──────── EXCERPTED DATA
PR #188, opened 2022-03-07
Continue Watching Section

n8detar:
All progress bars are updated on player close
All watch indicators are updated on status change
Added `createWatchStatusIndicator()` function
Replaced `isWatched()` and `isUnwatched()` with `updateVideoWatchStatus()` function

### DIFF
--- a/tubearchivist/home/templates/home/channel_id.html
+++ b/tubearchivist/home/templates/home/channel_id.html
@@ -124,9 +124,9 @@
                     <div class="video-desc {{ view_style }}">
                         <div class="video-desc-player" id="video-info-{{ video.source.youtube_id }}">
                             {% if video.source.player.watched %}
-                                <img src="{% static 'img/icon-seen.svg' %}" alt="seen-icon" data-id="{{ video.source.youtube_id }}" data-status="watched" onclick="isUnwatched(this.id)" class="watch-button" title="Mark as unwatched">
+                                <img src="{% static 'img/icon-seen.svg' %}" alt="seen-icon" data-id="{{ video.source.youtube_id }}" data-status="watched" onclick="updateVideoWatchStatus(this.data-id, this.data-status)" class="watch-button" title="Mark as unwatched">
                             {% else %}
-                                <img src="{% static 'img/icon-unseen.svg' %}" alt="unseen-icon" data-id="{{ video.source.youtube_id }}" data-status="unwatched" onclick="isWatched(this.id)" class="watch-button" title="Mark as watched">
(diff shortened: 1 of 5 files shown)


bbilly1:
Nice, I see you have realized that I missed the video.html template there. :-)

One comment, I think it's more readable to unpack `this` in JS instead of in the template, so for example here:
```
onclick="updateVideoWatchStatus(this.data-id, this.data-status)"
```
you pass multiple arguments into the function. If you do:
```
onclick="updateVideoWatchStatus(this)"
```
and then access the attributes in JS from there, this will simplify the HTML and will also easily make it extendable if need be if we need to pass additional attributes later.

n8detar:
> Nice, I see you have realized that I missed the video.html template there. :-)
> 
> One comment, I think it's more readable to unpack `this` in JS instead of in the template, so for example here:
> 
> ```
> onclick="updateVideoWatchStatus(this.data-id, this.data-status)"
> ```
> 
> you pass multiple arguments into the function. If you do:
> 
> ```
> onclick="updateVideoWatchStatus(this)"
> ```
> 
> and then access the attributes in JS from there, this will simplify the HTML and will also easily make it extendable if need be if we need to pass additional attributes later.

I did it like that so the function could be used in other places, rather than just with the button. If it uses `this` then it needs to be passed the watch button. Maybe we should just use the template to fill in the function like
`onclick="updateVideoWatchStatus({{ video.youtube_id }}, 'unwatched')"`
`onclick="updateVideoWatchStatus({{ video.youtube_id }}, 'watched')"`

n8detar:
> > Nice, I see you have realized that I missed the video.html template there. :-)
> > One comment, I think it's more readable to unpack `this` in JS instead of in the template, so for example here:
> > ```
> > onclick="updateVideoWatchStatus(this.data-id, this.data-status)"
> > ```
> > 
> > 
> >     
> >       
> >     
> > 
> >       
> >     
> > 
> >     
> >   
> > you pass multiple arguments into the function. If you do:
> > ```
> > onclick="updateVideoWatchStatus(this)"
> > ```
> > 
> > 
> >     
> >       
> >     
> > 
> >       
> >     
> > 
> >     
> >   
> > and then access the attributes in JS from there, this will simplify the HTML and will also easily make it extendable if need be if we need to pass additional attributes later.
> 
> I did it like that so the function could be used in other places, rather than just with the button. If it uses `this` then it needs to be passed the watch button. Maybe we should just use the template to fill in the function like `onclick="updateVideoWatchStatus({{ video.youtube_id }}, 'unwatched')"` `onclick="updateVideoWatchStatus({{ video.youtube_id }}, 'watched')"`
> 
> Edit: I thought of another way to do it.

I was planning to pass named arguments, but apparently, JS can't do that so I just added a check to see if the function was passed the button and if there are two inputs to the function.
────────────────
» PROBLEM DESCRIPTION:
Give back the opening line of the records above and every line after it, up to and including the one with "-124,9 +124,9 @@", unchanged.

» THE COMPLETED TASK:
PR #188, opened 2022-03-07
Continue Watching Section

n8detar:
All progress bars are updated on player close
All watch indicators are updated on status change
Added `createWatchStatusIndicator()` function
Replaced `isWatched()` and `isUnwatched()` with `updateVideoWatchStatus()` function

### DIFF
--- a/tubearchivist/home/templates/home/channel_id.html
+++ b/tubearchivist/home/templates/home/channel_id.html
@@ -124,9 +124,9 @@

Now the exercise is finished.